For databases with a high transaction rate, it could be beneficial to increase autovacuum_freeze_max_age to avoid that emergency vacuum period coming around quite so often. The main concern with increasing this is that it can increase the storage requirements in the pg_xact and pg_commit_ts folders in the data directory. Again, please read the Routine Vacuuming documentation linked above for what these storage requirements are when you adjust this setting. I’ve often set this value to 1 billion without much issue, but only when I’m sure wraparound is being monitored for and the disk space is available.
Fix Transaction ID Exhaustion
The easiest (but not necessarily the quickest) way to get the highest transaction id age value back down is to force a vacuum on the entire database cluster. And the best way to do this cluster-wide vacuum is the vacuumdb binary utility that comes with PostgreSQL.
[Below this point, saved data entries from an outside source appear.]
PR #18, opened 2025-03-12
Item Capabilities fix

jojo7682345:
A fix for gregtech machines not generating items with the proper heat tag.

Fixed by resolving capabilities when items are transfered.

(May contain unused imports)


Pyritie:
Since the other person in GTM said that this could come with a slight performance hit, would it be feasible to check if the item you're resolving is one of the few items that even needs to be resolved? (Basically anything that has heat data.) Or is this not feasible to do from this point in the mixin?

TFG doesn't have a high volume of items going around, so I suspect that the performance hit of always resolving capabilities won't be too big, but hey everything helps

jojo7682345:
I'll look into it, I first tried to only resolve capabilities when the item is transferred to an ItemHandler from another mod, however this required searching the block registry, which I suspect is worse than resolving capabilities every time an item is transferred.

jojo7682345:
I added filtering for TFC items.

Pyritie:
awesome! thanks so much for figuring this all out

jojo7682345:
No problem, this issue was driving me crazy.

Would it be possible for someone else to remove the unused imports, as my IDE is not set up properly, and constantly recompiling to check if an import was required is quite a hassle.

Pyritie:
sure, would you be able to duplicate this over in https://github.com/Pyritie/Core-Modern/tree/0.9 ?  That's where me and some other contributors are actively working on stuff since the lead dev is busy

jojo7682345:
Sure, but that will have to wait until tomorrow.

krossgg:
Wanted to chime in and say that if you're updating to a newer version of GTM (1.5+) - we don't use this method anymore. 

My recommendation is that you try and mixin specifically near `NotifiableItemStackHandler#L145`ish and add the resolution there by getting the stack in the current slot and checking if it's something with the heat cap (only when `simulate == false`), since you really only need it to happen when the recipe outputs are added to the bus.

jojo7682345:
Thank you for the recommendation. However the version of GTM that the modpack uses, hardcodes the simulate flag to false, and I am unable to completely remove that line of code with mixins. Causing the code to be ran twice, without having the ability to check if it is simulated or not. The new version of  handleRecipe does thinks way better. 

Therefore I think the implementation from the first two commits are the best to implement for the current version of the modpack. I did add a new solution based on the input from krossgg, but disabled it for now, as it runs twice for every item produced. It can be enabled once the modpack moves to GTM 1.5 or above (with minor alterations) and the other version can be disabled.

Pyritie:
We're moving to GTM 1.6.4! That's the main "feature" of the 0.9 version we're working on (the 0.9.x branch here, for example)

jojo7682345:
Ok, I have enabled the right fix for GTM 1.6.4, although I can't really test if it actually works, but it should. (If not I have probably made a spelling mistake somewhere)

PR #29, opened 2025-05-01
Render TFC ingots using their mod textures if valid

AirRice:
## What is the new behavior?
Welcome back gold.
TFC ingot piles will now fetch and use their corresponding TFC textures if they exist, only falling back to our current system (GTCEU material colours on top of base universal texture) if the metal texture does not exist.

## Implementation Details
Initially I checked just to see if the metal texture existed in TFC and then fell back to our base texture-based rendering if it didn't. Turns out TFC forces all metals it doesn't recognize into unknown. We thus check if the ingot pile *thinks* it's unknown, then crossreference GT's material registry - If it's 'seen as' unknown but has a material registry, we use our fallback rendering technique (previous behaviour), and otherwise it uses the TFC rendering.

## Outcome
- Ingots with valid TFC metal data AND a corresponding texture will show up as that texture in ingot piles.
- Ingots with no valid TFC metal data that still has GT Material data will use a colour tinted base universal texture (previous behaviour) to be rendered in ingot piles.
- Ingots with valid TFC metal data but NO corresponding texture will show up as a **missing texture**

## Additional Information
Before change           | After change
:-------------------------:|:-------------------------:
Before change|After change

Ingots pictured are:
Rose gold, Silver,
Gold, Copper, Black Steel.

Mixed pile
Mixed pile showing the difference between gold (TFC rendering) and aluminium (TFG rendering) and that they can coexist in one pile.

After merging this all 'metals' defined through TFC data that have a pileable ingot MUST have a corresponding texture or they will start showing up as a missing texture. So far this happens for red alloy and tin alloy, which will probably have textures added soon into the base modpack repository to also fix issues such as them showing up as missing in mold tables. I find this a non-issue due to the very small number of metals we actually add as TFC-compatible, it's all mostly done on the GT side of things.

### DIFF
--- a/src/main/java/su/terrafirmagreg/core/client/TFGClientHelpers.java
+++ b/src/main/java/su/terrafirmagreg/core/client/TFGClientHelpers.java
@@ -11,7 +11,6 @@ import net.minecraftforge.api.distmarker.OnlyIn;
 
 @OnlyIn(Dist.CLIENT)
 public final class TFGClientHelpers {
-
     /**
      * Просто скопированный метод из RenderHelper.java (TFC) + добавленный аргумент для цвета.
      * */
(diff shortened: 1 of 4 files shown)


Pyritie:
BEAUTIFUL!

Out of curiosity, did you happen to notice why the generated piles don't have any shading, now that there's pictures side by side?

Pyritie (dismissed):

AirRice:
@Pyritie Yes actually! it's because the TFC pile rendering has code to shade the ingot piles, but for the TFG core rendering methods we have seem to have copied over what was there except the shading code. The piles don't have shading as a result, but it shouldn't be too bad to bring that over at some point

AirRice:
Actually I'm going to turn this into a draft for now, I forgot to also make this apply to double ingot piles + I think I can get shading working too.

AirRice:
Copper/gold/aluminium mixed pile on left, Titanium pile on right
Newest commit makes GT ingot piles also have proper shading.

Pyritie (approved):

Redeix (approved):

Redeix:
Nice!!

PR #43, opened 2025-05-31
Removes GT tool recycling

Pyritie:
## What is the new behavior?
Added mixins to disable arc furnace and macerator tool recycling. The recipes aren't shown in JEI, it's a "special behaviour" these machines have.

## Implementation Details
Normally gregtech calculates how much you'd get back based on the durability, but it uses the default tool crafting recipe as a starting point (such as 3 ingots for a pickaxe) and it doesn't look like that sort of "material value" property is easy to change.

The machines have similar recipes for turbine rotors but we haven't changed those so it's fine to keep them imo.

## Outcome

vacuumdb --all --freeze --jobs=2 --echo --analyze
The --all option ensures all databases are vacuumed since the transaction id is a global value. The --freeze option ensures a more aggressive vacuum is run to ensure as many tuples as possible are frozen in that table (see Routine Vacuuming for details on what freezing is). --jobs=2 allows multiple vacuums to be run in parallel. This should be set as high as your system can handle to speed things up, but be careful setting it too high since it causes additional IO and faster WAL generation (increased disk usage). –echo just provides some minimal feedback so you can see some progression. --analyze ensures that statistics are updated. If time is of concern to get this vacuum run finished, this can be left off and run as a separate step later using the --analyze-only option.
Recent Freezing Benefits
Another benefit of the --freeze option I’ll mention here can be a huge reduction in IO & WAL generation during future vacuum operations. PostgreSQL 9.6 introduced a feature that allows vacuum to be able to skip over a page if all tuples inside of it are marked as frozen. And PostgreSQL 11 improved on this even more for indexes. So if you have a lot of old tables that don’t get writes anymore, this makes it so that when they do need to be vacuumed for any reason, it’s a much, much less expensive operation. It also makes the percent_towards_emergency_autovac alert less of a concern since it won’t be quite as much of an unexpected activity spike. So once you have things tuned well, you could consider this alert a low priority warning or maybe even remove it and just worry about monitoring for wraparound itself.